PR #4753, opened 2023-09-28
Add missing event for Twir 514

mariannegoldin:
Add Seattle Rust User Group for 10/19/23, from the events calendar, omitted in error for the 9/27/23 issue.


nellshamrell:
Ty!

## THE TASK
One line contains "Add missing event for Twir 514". Return that line and every later line through the end of the listing above, exactly, and nothing else.

## ANSWER FOR THIS EXERCISE
Add missing event for Twir 514

mariannegoldin:
Add Seattle Rust User Group for 10/19/23, from the events calendar, omitted in error for the 9/27/23 issue.


nellshamrell:
Ty!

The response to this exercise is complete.